───── Data extracts ─────
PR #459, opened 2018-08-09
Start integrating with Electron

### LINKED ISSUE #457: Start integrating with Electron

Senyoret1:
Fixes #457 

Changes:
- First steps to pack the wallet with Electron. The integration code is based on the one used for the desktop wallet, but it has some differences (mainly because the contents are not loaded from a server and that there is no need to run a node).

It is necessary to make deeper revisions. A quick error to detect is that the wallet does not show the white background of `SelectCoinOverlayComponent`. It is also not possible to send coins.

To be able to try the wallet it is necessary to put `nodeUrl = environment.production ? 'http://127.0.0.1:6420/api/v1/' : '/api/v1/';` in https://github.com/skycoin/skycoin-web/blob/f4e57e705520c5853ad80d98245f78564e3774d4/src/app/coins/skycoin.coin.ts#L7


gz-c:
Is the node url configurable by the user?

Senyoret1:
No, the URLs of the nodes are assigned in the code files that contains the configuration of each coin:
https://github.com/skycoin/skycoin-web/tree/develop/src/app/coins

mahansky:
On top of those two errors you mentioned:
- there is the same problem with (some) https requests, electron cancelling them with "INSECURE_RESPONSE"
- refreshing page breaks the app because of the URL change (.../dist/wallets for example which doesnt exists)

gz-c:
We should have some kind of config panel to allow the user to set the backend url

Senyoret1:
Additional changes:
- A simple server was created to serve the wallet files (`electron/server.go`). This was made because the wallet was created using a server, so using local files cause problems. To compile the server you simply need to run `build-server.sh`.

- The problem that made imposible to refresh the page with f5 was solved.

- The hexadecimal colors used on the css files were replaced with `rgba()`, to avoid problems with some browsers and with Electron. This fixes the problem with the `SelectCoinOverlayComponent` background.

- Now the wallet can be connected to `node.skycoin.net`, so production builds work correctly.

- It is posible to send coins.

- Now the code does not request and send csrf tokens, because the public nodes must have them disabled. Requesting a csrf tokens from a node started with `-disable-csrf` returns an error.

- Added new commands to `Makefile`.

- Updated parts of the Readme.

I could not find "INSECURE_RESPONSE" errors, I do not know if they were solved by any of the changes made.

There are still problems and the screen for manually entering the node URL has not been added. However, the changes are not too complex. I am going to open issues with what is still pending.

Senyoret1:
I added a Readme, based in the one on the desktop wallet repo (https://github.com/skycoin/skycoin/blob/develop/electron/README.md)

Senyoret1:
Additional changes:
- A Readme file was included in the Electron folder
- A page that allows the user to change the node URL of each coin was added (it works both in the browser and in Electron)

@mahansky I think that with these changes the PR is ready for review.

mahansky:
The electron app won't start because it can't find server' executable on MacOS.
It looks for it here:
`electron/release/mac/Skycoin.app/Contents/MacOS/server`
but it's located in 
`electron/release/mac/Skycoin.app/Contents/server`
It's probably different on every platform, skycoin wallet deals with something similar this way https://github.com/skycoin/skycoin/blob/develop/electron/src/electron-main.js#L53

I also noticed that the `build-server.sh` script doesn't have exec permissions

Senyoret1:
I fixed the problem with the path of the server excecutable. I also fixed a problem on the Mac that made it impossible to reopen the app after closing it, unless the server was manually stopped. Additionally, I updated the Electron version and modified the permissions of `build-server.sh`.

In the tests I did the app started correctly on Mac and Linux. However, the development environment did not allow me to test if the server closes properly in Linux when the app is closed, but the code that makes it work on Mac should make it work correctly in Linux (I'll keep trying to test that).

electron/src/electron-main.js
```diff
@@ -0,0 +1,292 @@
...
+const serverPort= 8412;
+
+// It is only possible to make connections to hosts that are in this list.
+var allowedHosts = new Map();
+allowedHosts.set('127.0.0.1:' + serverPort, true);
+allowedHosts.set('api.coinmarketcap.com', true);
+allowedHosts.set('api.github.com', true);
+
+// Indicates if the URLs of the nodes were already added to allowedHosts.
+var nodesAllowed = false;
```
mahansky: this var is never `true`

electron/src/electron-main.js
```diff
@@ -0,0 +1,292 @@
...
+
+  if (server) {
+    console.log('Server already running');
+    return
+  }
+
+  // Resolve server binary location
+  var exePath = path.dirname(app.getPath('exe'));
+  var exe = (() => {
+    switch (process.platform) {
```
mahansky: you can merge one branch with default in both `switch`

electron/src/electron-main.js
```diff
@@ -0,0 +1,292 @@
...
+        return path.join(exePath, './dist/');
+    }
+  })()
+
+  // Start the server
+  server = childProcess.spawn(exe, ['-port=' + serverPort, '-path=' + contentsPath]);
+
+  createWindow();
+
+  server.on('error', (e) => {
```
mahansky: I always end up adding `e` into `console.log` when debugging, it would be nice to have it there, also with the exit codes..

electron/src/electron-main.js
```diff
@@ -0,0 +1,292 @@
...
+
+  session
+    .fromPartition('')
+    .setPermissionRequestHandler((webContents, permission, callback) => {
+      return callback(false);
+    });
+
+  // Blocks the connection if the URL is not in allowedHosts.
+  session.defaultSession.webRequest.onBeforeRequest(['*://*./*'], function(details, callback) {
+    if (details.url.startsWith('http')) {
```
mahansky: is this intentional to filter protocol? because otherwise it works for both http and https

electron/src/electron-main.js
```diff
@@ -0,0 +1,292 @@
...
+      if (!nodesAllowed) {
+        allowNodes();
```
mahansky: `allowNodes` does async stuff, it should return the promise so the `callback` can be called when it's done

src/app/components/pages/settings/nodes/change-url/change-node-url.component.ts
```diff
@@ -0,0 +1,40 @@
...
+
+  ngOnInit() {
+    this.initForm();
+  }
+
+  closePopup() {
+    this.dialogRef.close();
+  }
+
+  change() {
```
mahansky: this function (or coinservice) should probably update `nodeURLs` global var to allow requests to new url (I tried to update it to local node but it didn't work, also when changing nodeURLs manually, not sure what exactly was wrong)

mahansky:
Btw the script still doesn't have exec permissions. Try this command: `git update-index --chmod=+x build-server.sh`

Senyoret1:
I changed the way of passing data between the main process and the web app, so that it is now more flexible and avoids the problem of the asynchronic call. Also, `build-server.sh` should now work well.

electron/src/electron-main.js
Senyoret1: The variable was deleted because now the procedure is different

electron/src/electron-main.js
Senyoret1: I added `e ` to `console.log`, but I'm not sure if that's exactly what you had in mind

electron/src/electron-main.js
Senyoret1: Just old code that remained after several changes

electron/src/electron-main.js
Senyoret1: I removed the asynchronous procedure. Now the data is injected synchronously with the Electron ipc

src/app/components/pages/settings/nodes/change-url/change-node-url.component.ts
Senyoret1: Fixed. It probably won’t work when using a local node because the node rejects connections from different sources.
─────
───── Data extracts ─────
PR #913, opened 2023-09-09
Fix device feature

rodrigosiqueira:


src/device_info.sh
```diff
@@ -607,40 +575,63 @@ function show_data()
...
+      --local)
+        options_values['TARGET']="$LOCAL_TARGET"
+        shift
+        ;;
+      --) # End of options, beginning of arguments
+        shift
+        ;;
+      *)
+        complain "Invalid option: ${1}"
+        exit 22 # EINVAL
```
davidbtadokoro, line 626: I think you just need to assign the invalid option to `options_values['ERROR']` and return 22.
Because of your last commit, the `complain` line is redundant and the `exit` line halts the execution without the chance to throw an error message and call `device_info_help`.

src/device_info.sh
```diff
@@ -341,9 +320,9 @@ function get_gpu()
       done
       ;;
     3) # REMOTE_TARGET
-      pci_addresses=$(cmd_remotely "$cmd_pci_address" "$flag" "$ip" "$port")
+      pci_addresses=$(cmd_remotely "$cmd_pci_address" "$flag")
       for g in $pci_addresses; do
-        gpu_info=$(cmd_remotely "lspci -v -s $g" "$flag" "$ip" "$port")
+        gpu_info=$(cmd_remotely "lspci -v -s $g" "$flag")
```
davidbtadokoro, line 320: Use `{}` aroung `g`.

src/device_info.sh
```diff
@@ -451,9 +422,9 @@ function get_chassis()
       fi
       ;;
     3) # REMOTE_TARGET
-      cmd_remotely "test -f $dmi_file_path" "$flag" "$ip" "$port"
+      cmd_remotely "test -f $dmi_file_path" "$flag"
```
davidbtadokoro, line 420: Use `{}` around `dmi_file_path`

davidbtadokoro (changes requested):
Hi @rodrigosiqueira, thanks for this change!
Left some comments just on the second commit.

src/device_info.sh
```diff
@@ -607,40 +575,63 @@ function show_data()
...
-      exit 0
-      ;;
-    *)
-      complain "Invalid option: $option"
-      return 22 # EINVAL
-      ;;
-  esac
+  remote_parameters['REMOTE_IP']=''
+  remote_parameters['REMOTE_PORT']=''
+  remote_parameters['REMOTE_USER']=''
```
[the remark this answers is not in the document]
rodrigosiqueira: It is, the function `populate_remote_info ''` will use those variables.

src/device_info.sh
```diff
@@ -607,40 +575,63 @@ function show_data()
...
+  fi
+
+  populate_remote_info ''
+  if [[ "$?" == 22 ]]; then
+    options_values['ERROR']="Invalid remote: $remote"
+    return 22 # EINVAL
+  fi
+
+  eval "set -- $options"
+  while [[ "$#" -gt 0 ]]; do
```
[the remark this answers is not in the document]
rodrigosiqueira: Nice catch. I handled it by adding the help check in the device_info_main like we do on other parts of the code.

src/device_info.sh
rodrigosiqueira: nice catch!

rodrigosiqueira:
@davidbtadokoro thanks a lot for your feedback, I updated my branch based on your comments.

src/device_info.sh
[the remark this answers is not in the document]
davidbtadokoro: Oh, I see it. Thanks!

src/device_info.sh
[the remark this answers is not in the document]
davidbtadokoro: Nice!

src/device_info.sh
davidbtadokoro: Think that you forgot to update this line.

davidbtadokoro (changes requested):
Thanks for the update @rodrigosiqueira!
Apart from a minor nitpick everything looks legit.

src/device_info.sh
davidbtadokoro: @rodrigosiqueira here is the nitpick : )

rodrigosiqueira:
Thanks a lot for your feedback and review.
─────
───── Data extracts ─────
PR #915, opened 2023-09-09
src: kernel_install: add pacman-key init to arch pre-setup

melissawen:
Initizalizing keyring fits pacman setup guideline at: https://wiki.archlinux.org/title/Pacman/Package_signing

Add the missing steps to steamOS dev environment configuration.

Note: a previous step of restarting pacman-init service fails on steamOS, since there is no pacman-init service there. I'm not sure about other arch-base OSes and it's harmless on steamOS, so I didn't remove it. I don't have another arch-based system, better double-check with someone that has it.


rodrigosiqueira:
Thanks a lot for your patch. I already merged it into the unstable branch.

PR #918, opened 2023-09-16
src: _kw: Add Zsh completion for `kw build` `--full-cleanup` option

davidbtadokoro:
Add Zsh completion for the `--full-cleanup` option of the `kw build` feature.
─────
- Brief
What number of lines in the records hold the word "EINVAL"? Reply with that number alone.

- Your response
3